Assignment: Reproduce, character for character, the entries from their opening line through the line with "### LINKED ISSUE".
_ _ _ _
PR #1533, opened 2021-02-08
more precise logevent timestamp

Avisss:
Processing of message template can take a bit of time and it offsets the real timestamp of log event.
I catch max additional offset about 12 milliseconds with small testing


augustoproiete (approved):
LGTM

nblumhardt:
👍

PR #1545, opened 2021-03-09
Made MinimumLevel virtual to allow overriding

mc0re:
Made LoggingLevelSwitch.MinimumLevel virtual to allow overriding.


nblumhardt:
Thanks for the PR; please see: https://github.com/serilog/serilog/issues/1468

mc0re:
#1468 is the other way around. I want to change the `MinimumLevel` based on the current HTTP context (User), not to listen to it.

PR #1554, opened 2021-03-16
Add CodeQL

### LINKED ISSUE #1553: Add continuous security analysis using GitHub CodeQL
- [CodeQL](https://github.com/github/codeql) is an open source code scanning tool for discovering vulnerabilities across a codebase

Built with ❤ by [Pipeline Foundation](https://pipeline.foundation).

aleks-ivanov:
- add `codeql-analysis.yml` which automatically enables CodeQL code security and quality scanner. It executes on every push commit, PR, manually and every day at 8:00AM UTC. A scan check can be viewed on commits and PRs. All alerts and fix suggestion can be viewed at **Security** tab -> **Code scanning alerts** -> **CodeQL**

Resolves #1553

### DIFF
--- a/.github/workflows/codeql-analysis.yml
+++ b/.github/workflows/codeql-analysis.yml
@@ -1,0 +1,36 @@
+name: CodeQL Analysis
+
+on:
+  push:
+  pull_request:
+  schedule:
+    - cron: '0 8 * * *'
+
+jobs:
+  analyze:
+    name: CodeQL Analysis
+    runs-on: ubuntu-latest
+    env:
+      SOLUTION_PATH: Serilog.sln
+    steps:
+      - name: Checkout repository
+        id: checkout_repo
+        uses: actions/checkout@v2
+
+      - name: Initialize CodeQL
+        id: init_codeql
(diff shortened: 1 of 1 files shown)


nblumhardt:
Hi!

Have you run the tool to determine what the current state of analysis is? I'm not keen to merge if it immediately creates downstream work suppressing false positives.

Thanks!

aleks-ivanov:
Yes to this as well 🙂 

Unfortunately, I won't be able to show you the result of the scan like with Dependabot, since it is under the Security panel, but I guess a screenshot won't be too useless in this case 🙂 

Screenshot_1

Although for sure there would be some false positives, I believe long-term both Dependabot and CodeQL will be of substantial value.

nblumhardt:
Thanks! I just checked two of these (the highlighted one, and the LoggerTests:47 one a few up from it), both are straightforward code that does not behave in the manner the analysis is suggesting. The codebase has had a lot of eyes on it over a long period, I would bet that there are still some edge cases lurking, but 150 results seems like it will be a long way off.

I would be inclined to pass on CodeQL right now, we might check it out again in the future though!

Issue #1560, opened 2021-04-20
Add support for collections/`string[]` in key-value settings


stochmal:
using Serilog.Settings.AppSettings and Serilog.Sinks.Datadog.Logs

entry in App.config causes exception:

		<add key="serilog:write-to:DatadogLogs.tags" value="name:ZA2-FUNDSTI1;client:IRESS;owner:Trading;key:trading-production-za;application:FundsTradingInterface" />

I can make pull request to fix it but can't push for some reason

stochmal:
added this code to fix this exception
![image-2021-04-20-14-05-00-088](https://user-images.githubusercontent.com/12511085/115393828-6854c980-a1e2-11eb-9f34-ce4f1fe33da7.png)

stochmal:
#1561

PR #1561, opened 2021-04-20
Add support for collections/`string[]` to key-value settings

stochmal:
https://github.com/serilog/serilog/issues/1560


nblumhardt:
Thanks Tomasz!

Initial thoughts -

 * We'd need to add some tests for this
 * Should we consider `StringSplitOptions.RemoveEmptyEntries` or similar?
 * Is `;` the best separator, vs. e.g. `,` or `|`, etc.?
   - ';' can be hard to grapple with in shells (e.g. where it might be a command separator)
   - using `,` might lead us towards supporting CSV as the value format, down the track, which has reasonably well-known escaping mechanisms
   - is there any precedent in related projects we should consider?
 * The codebase doesn't use explicit `private` or `internal`
 * Should we be supporting any `T[]` type here by recursively converting the values?
 * Or, should this be one of the `ExtendedTypeConversions`?

stochmal:
I need this fix for company project I am working on. Lets see what I can change.

nblumhardt:
Hi @stochmal - still interested in pushing this forward?

stochmal:
yes need this fix as it's broken in .NET Framework (works fine in .NET Core)

tomasz-stochmal:
> Any thoughts on:
> 
> > * Should we be supporting any `T[]` type here by recursively converting the values?
> 
> Would seem to make this a more well-rounded addition.

tags are set in config file so it's always string to string[] conversion so don't see any use case for other array type

stochmal:
> > Any thoughts on:
> > > * Should we be supporting any `T[]` type here by recursively converting the values?
> > 
> > 
> > Would seem to make this a more well-rounded addition.
> 
> tags are set in config file so it's always string to string[] conversion so don't see any use case for other array type

this entry in App.config is crashing Serilog

```
<?xml version="1.0" encoding="utf-8"?>
<configuration>
  <appSettings>
    <add key="serilog:write-to:DatadogLogs.tags" value="name:ZA2-FUNDSTI1,client:IRESS,owner:Trading,key:trading-production-za,application:FundsTradingInterface" />
  </appSettings>
</configuration>
```

nblumhardt:
> tags are set in config file so it's always string to string[] conversion so don't see any use case for other array type

Configuration method args can be any type; if a sink takes `int batchSize` then `value="2"` will be converted today. If a method takes `int[]` then a value like `"2,3,4"` should probably work, if we're aiming for consistency.

src/Serilog/Settings/KeyValuePairs/SettingValueConversions.cs
```diff
@@ -114,12 +114,30 @@ public static object ConvertToType(string value, Type toType)
...
+                {
+                    if(int.TryParse(item, out int result))
+                    {
+                        list.Add(result);
+                    }
+
+                }
+                return list.ToArray();
+            }
+
```
nblumhardt, line 140: Thanks for the update!

This approach might get a bit onerous once we have to support `bool[]`, `long[]`, etc.

Rather than these two blocks, we can support any collection type with:

```csharp
if (toType.IsArray && toType.GetArrayRank() == 1)
{
    var elementType = toType.GetElementType();
    var items = value?.Split(',');
    var length = items?.Length ?? 0;
    var result = Array.CreateInstance(elementType, length);
    if (items != null)
    {
        for (var i = 0; i < length; ++i)
        {
            var item = items[i];
            var element = ConvertToType(item, elementType);
            result.SetValue(element, i);
        }
    }
    return result;
}
```

(Should keep the existing and added tests passing 🤞 )

stochmal: Implemented your code and fixed failing tests on empty arrays. I think it's good to be merged into dev?

nblumhardt:
Awesome, thanks @stochmal ! Looks good to me, too - should have this in today 👍

stochmal:
Nice, Thanks for your help. When will there be official release that contains that fix?

nblumhardt:
I've just opened https://github.com/serilog/serilog/pull/1614 to track the next stable release; I'll add more details there as we figure out the schedule 👍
_ _ _ _
Answer to the problem:
PR #1533, opened 2021-02-08
more precise logevent timestamp

Avisss:
Processing of message template can take a bit of time and it offsets the real timestamp of log event.
I catch max additional offset about 12 milliseconds with small testing


augustoproiete (approved):
LGTM

nblumhardt:
👍

PR #1545, opened 2021-03-09
Made MinimumLevel virtual to allow overriding

mc0re:
Made LoggingLevelSwitch.MinimumLevel virtual to allow overriding.


nblumhardt:
Thanks for the PR; please see: https://github.com/serilog/serilog/issues/1468

mc0re:
#1468 is the other way around. I want to change the `MinimumLevel` based on the current HTTP context (User), not to listen to it.

PR #1554, opened 2021-03-16
Add CodeQL

### LINKED ISSUE #1553: Add continuous security analysis using GitHub CodeQL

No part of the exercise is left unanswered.